Abstract

Ever increasing energy needs have raised the demands for advanced fuels and cladding materials that withstand the extreme radiation environments with improved accident tolerance over a long period of time. Ceria (CeO2) is a well known ionic conductor that is isostructural with urania and plutonia-based nuclear fuels. In the context of nuclear fuels, immobilization and transmutation of actinides, CeO2 is a model system for radiation effect studies. Covalent silicon carbide (SiC) is a candidate for use as structural material in fusion, cladding material for fission reactors, and an inert matrix for the transmutation of plutonium and other radioactive actinides. Understanding microstructural change of these ionic-covalent materials to irradiation is important for advanced nuclear energy systems.While displacements from nuclear energy loss may be the primary contribution to damage accumulation in a crystalline matrix and a driving force for the grain boundary evolution in nanostructured materials, local non-equilibrium disorder and excitation through electronic energy loss may, however, produce additional damage or anneal pre-existing defects.
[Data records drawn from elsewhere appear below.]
PR #266, opened 2026-07-31
feat(spreadsheetbench): held-out split, seeds, 30 turns + parallel recalc for SkillOpt comparison

eranra:
Closes the gaps that stop the full tier from producing a SkillOpt-comparable number (internal issue #5, arXiv 2605.23904).

**Zero changes under `core/`** — `split_ids_file` and `split_seed` were already supported there, so this is wiring plus benchmark-local work.

| Change | Files | Core? |
|---|---|:--:|
| Held-out split + generator | `ci/benchmarks/spreadsheetbench/{full/split_ids.json,utils/make_split.py}` | No |
| Split hook + `split_seed` | `ci/benchmarks/lib/run_suite.sh` (shared, no-op until opted into) | No |
| 30 turns | `run_suite.sh`, inside the `spreadsheetbench)` arm only | No |
| Parallel recalc | `templates/adapters/spreadsheetbench/adapter.py` | No |
| Scope labeling | `ci/benchmarks/spreadsheetbench/README.md` | No |
| `BENCH_SPLIT_SEED` env | `.github/workflows/benchmarks.yml` (1 line) | No |

## Why the full tier couldn't be compared

Every tier used the **no-holdout FIT split** (`train == val == test == all tier tasks`). Honest for smoke — the report labels it a FIT metric — but SkillOpt reports **held-out test** scores, so putting our fit number beside their 80.7 would be apples-to-oranges and optimistically biased.

## What the paper says — and what it doesn't

Reconstructed from the paper:
- **`split_seed = 42`**, stated globally.
- **2:1:7** train/selection/test — Appendix C's "default … when no benchmark-specific split is stated", repeated by the train-size ablation protocol.
- SpreadsheetBench run as "multi-round codegen with up to **30 turns**".

**Not published:** any SpreadsheetBench-specific split, the task count, or a per-task trial count. Table 2's caption says 4:1:5 — but for an *ablation panel*.

> So `full/split_ids.json` is a **documented reconstruction of SkillOpt's stated default, not a reproduction of their split.** The tier README says so explicitly, and `make_split.py --ratios 4,1,5 --write` switches to the alternative reading in one command.

## The split

182 / 91 / 639 over all 912 tasks. The loader **fails loudly** on overlap, missing or unknown tier tasks, or an empty val/test split — a stale split quietly evaluating a different task set would invalidate an entire comparison run.

## Parallel recalc — the full-tier bottleneck

The vendored `just_open_libreoffice` lets soffice use its default user profile, so concurrent instances conflict and it had to sit behind a process-global lock: **912 × 3 = 2,736 serialized soffice startups per evaluation**, completely unaffected by `SPREADSHEETBENCH_CONCURRENCY`. `_recalc_workbook` gives each call its own `-env:UserInstallation` profile. It also captures output (the vendored helper prints on every failure path), leaves the workbook intact when recalc fails, and reports failure rather than raising.

## Two things worth reviewing closely

- **`actions: [edit]` is not machine-enforced.** Nothing in `core/` or `skills/` reads it. Scope comes from `capabilities: [system-prompt]` over a single `prompt.md` — a *closer* match to SkillOpt's "skill text only" than `skill-package`, which also ships scripts. Documented rather than faked.
- **Do not equate our seed baseline with their 41.8.** Their "No skill" is the frozen model with *the benchmark's default system prompt*, and their own run started from a 224-token seed skill whose score is unreported. Ours is ~190 tokens, so seed-to-seed the starting points are comparable — but the 41.8 cell is not our baseline. Compare our sealed test % against **80.7 / 73.6 (GEPA) / 72.9 (human)**.

## Tests

`234 passed` (CI-equivalent, no pandas) · `239` with pandas+openpyxl · adapter self-checks OK · actionlint and `bash -n` clean.

- The split hook is tested by **executing the real bash block** from `run_suite.sh`: every guard rail, the actual 912-task file, and a regression test that a tier *without* a committed split still gets the byte-identical no-holdout split (so tau2/swebench/skillsbench are provably unaffected).
- Recalc is tested against a **fake soffice** — profile uniqueness, 24-way concurrency, in-place replacement, timeout/nonzero-exit/missing-binary handling, and stdout silence — so it verifies anywhere, no LibreOffice needed.
- The committed split is asserted to be byte-reproducible from the generator, so the provenance claim is checkable.

## Not verified here — please gate on this

**Recalc equivalence on real workbooks needs the runner** (no LibreOffice or dataset locally). I'd run the **smoke tier** before merging and confirm per-task rewards match the last serialized run ([30641201209](https://github.com/skillberry-ai/cap-evolve/actions/runs/30641201209): baseline 0.440, best `cand_0001`, finalize 0.553).

Also: **re-derive cost/runtime from a ~50-task pilot** before launching 912 × 3 seeds. Per-iteration evaluation only hits the 91-task selection split (with `focus: all` train is never evaluated; finalize evaluates test twice), so ~2,279 rollouts ≈ $110–150 and ~10 h per seed — **but that anchor predates `MAX_TURNS=30`**, which raises both. The shared gateway also has a spend cap that 429s a four-figure run.

## How to run it

Set repo variable `BENCH_SPLIT_SEED` to 42, then 43, then 44 between the three dispatches:

```
benchmark=spreadsheetbench  tier=full  trials=1  iterations=10
agent_model=azure/gpt-5.5   optimizer_model=claude-opus-4-8
gate_k_se=0.2  algorithm_focus=all  optimizer_usd_per_iter=0  optimizer_max_turns=80
```


eranra:
## Cross-benchmark isolation audit (requested before merge)

Verified **empirically**, not by inspection: the old (`main`) and new split blocks were extracted and executed side by side for every benchmark × tier, and their output compared.

| bench | tier | split output |
|---|---|---|
| tau2 | smoke | **identical** |
| tau2 | full | **identical** |
| swebench | smoke | **identical** |
| swebench | full | **identical** |
| skillsbench | smoke | **identical** |
| skillsbench | full | **identical** |
| spreadsheetbench | smoke | **identical** |
| spreadsheetbench | full | **changed — intended** |

The single change is the one this PR exists for:

```
before (no-holdout FIT): train=912 val=912 test=912   train==val==test: True
after  (held-out)      : train=182 val=91  test=639   disjoint: True
```

### Every shared-file hunk, accounted for

**1. Split hook — generic feature, opt-in per tier.** Keyed on `[ -f "$BASE/split_ids.json" ]` where `BASE=$REPO/ci/benchmarks/$BENCH/$TIER`. Any benchmark can adopt a held-out split by committing that file; no benchmark name appears in the logic. A test asserts no other tier ships one, so the branch is dead for them, and another test asserts the no-committed-split path still produces the byte-identical no-holdout split.

**2. `split_seed` in the generated spec — provable no-op.** The only spec line added is `split_seed: ${SPLIT_SEED:-0}`. Core reads it as `spec.get("split_seed", 0)`, so an explicit `0` is identical to omitting it:

```
spec={}                  -> seed used = 0
spec={'split_seed': 0}   -> seed used = 0
```

**3. `MAX_TURNS` — confined to the `spreadsheetbench)` case arm.** Every occurrence classified by region; all five are inside that arm. The only shared-tail hit is the pre-existing `optimizer_max_turns`.

**4. Workflow — 10 comment lines plus one generic line**, `SPLIT_SEED: ${{ vars.BENCH_SPLIT_SEED || '0' }}`. Applies to all benchmarks, no benchmark name in the code, and unset ⇒ `0` ⇒ prior behaviour everywhere.

**5. `core/cap_evolve/` — untouched.** Only `core/tests/` gains new files.

### Benchmark names in generic regions

Three exist, all **pre-existing and untouched** by this PR, and all enumerate the four benchmarks equally: the `BENCH` argument validation, the `benchmark` input's `options:` list, and the planner's `BENCHES` list.

Every SpreadsheetBench-specific *executable* line added by this PR is inside the `spreadsheetbench)` arm or under `ci/benchmarks/spreadsheetbench/` / `templates/adapters/spreadsheetbench/`. Remaining mentions in shared files are comments — including the pointer to `make_split.py` as an example generator for the generic hook.

`234 passed` (CI-equivalent) / `239` with pandas; actionlint and `bash -n` clean.

The one item still not verifiable off-runner is unchanged: **recalc equivalence on real workbooks.** A smoke run before merge is still the right gate.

At intermediate transit energies where electronic and nuclear energy losses are both significant, synergistic, additive or competitive processes may evolve that affect the dynamic response of materials to irradiation. The response of crystalline and nanostructured CeO2 and SiC to ion irradiation are studied under different nuclear and electronic stopping powers to describe some general material response in this transit energy regime. Although fast radiation-induced grain growth in CeO2 is evident with no phase transformation, different fluence and dose dependence on the growth rate is observed under Si and Au irradiations. While grain shrinkage and amorphization are observed in the nano-engineered 3C SiC with a high-density of stacking faults embedded in nanosize columnar grains, significantly enhanced radiation resistance is attributed to stacking faults that promote efficient point defect annihilation. Moreover, competing effects of electronic and nuclear energy loss on the damage accumulation and annihilation are observed in crystalline 4H-SiC. Systematic experiments and simulation effort are needed to understand the competitive or synergistic effects.